*GIVEN RECORDS:*
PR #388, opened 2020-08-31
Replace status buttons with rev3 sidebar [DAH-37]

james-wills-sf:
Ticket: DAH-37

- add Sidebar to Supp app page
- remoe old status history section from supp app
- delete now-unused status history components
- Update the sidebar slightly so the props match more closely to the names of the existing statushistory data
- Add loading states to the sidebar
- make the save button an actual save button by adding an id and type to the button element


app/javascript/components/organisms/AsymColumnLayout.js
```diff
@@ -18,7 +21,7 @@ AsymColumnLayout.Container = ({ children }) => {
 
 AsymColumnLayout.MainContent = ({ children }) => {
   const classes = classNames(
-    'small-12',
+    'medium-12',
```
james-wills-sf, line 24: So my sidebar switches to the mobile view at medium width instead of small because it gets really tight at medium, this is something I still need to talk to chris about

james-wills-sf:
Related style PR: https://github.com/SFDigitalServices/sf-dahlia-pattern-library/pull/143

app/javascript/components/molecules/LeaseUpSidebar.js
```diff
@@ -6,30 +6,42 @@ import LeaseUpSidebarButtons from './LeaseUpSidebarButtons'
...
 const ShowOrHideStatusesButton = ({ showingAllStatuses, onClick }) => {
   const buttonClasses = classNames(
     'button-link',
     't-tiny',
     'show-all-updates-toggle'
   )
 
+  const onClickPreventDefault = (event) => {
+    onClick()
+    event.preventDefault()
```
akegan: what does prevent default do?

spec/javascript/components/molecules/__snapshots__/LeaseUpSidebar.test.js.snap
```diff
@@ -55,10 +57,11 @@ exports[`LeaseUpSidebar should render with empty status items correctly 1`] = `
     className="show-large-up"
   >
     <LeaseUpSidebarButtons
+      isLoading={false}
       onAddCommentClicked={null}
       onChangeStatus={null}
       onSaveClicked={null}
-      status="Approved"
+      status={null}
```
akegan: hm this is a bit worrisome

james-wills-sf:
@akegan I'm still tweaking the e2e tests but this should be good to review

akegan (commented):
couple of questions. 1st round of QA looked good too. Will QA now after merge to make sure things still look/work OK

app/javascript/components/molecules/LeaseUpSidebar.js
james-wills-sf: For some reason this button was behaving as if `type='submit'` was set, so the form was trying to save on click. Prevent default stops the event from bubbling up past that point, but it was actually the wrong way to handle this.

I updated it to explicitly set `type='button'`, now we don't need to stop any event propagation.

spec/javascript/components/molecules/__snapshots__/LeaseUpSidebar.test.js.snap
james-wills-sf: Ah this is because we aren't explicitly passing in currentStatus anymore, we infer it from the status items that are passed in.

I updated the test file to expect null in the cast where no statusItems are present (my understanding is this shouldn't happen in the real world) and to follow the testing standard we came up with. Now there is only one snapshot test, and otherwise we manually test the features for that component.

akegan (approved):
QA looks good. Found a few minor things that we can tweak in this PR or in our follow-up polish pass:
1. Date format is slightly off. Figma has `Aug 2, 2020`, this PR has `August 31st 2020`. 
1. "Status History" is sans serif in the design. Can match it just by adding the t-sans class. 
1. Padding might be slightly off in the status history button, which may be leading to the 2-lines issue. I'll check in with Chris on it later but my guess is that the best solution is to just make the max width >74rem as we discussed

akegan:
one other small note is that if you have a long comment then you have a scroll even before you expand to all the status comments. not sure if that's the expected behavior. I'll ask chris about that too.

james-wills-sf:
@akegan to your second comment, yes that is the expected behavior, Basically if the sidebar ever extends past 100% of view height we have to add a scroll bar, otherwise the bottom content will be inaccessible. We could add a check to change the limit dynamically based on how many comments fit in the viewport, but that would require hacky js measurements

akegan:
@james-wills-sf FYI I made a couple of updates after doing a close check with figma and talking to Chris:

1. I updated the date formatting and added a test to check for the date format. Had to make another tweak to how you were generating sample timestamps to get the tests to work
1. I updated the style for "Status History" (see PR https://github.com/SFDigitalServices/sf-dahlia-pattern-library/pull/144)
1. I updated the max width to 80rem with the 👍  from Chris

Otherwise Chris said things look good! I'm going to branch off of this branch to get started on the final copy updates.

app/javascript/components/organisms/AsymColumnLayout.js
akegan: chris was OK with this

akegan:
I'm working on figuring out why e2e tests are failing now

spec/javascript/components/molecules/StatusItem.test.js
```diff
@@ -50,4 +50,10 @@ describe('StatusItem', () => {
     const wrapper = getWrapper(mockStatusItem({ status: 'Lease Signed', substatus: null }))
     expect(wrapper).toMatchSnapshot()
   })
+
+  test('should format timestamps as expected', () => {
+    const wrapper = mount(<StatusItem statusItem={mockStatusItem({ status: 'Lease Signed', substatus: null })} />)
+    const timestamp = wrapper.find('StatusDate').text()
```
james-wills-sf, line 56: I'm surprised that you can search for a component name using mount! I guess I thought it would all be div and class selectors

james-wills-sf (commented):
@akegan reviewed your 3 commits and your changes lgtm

*REQUIRED WORK:* Please retype all of the records, keeping each line exactly as it is.

*RESULT BELOW:*
PR #388, opened 2020-08-31
Replace status buttons with rev3 sidebar [DAH-37]

james-wills-sf:
Ticket: DAH-37

- add Sidebar to Supp app page
- remoe old status history section from supp app
- delete now-unused status history components
- Update the sidebar slightly so the props match more closely to the names of the existing statushistory data
- Add loading states to the sidebar
- make the save button an actual save button by adding an id and type to the button element


app/javascript/components/organisms/AsymColumnLayout.js
```diff
@@ -18,7 +21,7 @@ AsymColumnLayout.Container = ({ children }) => {
 
 AsymColumnLayout.MainContent = ({ children }) => {
   const classes = classNames(
-    'small-12',
+    'medium-12',
```
james-wills-sf, line 24: So my sidebar switches to the mobile view at medium width instead of small because it gets really tight at medium, this is something I still need to talk to chris about

james-wills-sf:
Related style PR: https://github.com/SFDigitalServices/sf-dahlia-pattern-library/pull/143

app/javascript/components/molecules/LeaseUpSidebar.js
```diff
@@ -6,30 +6,42 @@ import LeaseUpSidebarButtons from './LeaseUpSidebarButtons'
...
 const ShowOrHideStatusesButton = ({ showingAllStatuses, onClick }) => {
   const buttonClasses = classNames(
     'button-link',
     't-tiny',
     'show-all-updates-toggle'
   )
 
+  const onClickPreventDefault = (event) => {
+    onClick()
+    event.preventDefault()
```
akegan: what does prevent default do?

spec/javascript/components/molecules/__snapshots__/LeaseUpSidebar.test.js.snap
```diff
@@ -55,10 +57,11 @@ exports[`LeaseUpSidebar should render with empty status items correctly 1`] = `
     className="show-large-up"
   >
     <LeaseUpSidebarButtons
+      isLoading={false}
       onAddCommentClicked={null}
       onChangeStatus={null}
       onSaveClicked={null}
-      status="Approved"
+      status={null}
```
akegan: hm this is a bit worrisome

james-wills-sf:
@akegan I'm still tweaking the e2e tests but this should be good to review

akegan (commented):
couple of questions. 1st round of QA looked good too. Will QA now after merge to make sure things still look/work OK

app/javascript/components/molecules/LeaseUpSidebar.js
james-wills-sf: For some reason this button was behaving as if `type='submit'` was set, so the form was trying to save on click. Prevent default stops the event from bubbling up past that point, but it was actually the wrong way to handle this.

I updated it to explicitly set `type='button'`, now we don't need to stop any event propagation.

spec/javascript/components/molecules/__snapshots__/LeaseUpSidebar.test.js.snap
james-wills-sf: Ah this is because we aren't explicitly passing in currentStatus anymore, we infer it from the status items that are passed in.

I updated the test file to expect null in the cast where no statusItems are present (my understanding is this shouldn't happen in the real world) and to follow the testing standard we came up with. Now there is only one snapshot test, and otherwise we manually test the features for that component.

akegan (approved):
QA looks good. Found a few minor things that we can tweak in this PR or in our follow-up polish pass:
1. Date format is slightly off. Figma has `Aug 2, 2020`, this PR has `August 31st 2020`. 
1. "Status History" is sans serif in the design. Can match it just by adding the t-sans class. 
1. Padding might be slightly off in the status history button, which may be leading to the 2-lines issue. I'll check in with Chris on it later but my guess is that the best solution is to just make the max width >74rem as we discussed

akegan:
one other small note is that if you have a long comment then you have a scroll even before you expand to all the status comments. not sure if that's the expected behavior. I'll ask chris about that too.

james-wills-sf:
@akegan to your second comment, yes that is the expected behavior, Basically if the sidebar ever extends past 100% of view height we have to add a scroll bar, otherwise the bottom content will be inaccessible. We could add a check to change the limit dynamically based on how many comments fit in the viewport, but that would require hacky js measurements

akegan:
@james-wills-sf FYI I made a couple of updates after doing a close check with figma and talking to Chris:

1. I updated the date formatting and added a test to check for the date format. Had to make another tweak to how you were generating sample timestamps to get the tests to work
1. I updated the style for "Status History" (see PR https://github.com/SFDigitalServices/sf-dahlia-pattern-library/pull/144)
1. I updated the max width to 80rem with the 👍  from Chris

Otherwise Chris said things look good! I'm going to branch off of this branch to get started on the final copy updates.

app/javascript/components/organisms/AsymColumnLayout.js
akegan: chris was OK with this

akegan:
I'm working on figuring out why e2e tests are failing now

spec/javascript/components/molecules/StatusItem.test.js
```diff
@@ -50,4 +50,10 @@ describe('StatusItem', () => {
     const wrapper = getWrapper(mockStatusItem({ status: 'Lease Signed', substatus: null }))
     expect(wrapper).toMatchSnapshot()
   })
+
+  test('should format timestamps as expected', () => {
+    const wrapper = mount(<StatusItem statusItem={mockStatusItem({ status: 'Lease Signed', substatus: null })} />)
+    const timestamp = wrapper.find('StatusDate').text()
```
james-wills-sf, line 56: I'm surprised that you can search for a component name using mount! I guess I thought it would all be div and class selectors

james-wills-sf (commented):
@akegan reviewed your 3 commits and your changes lgtm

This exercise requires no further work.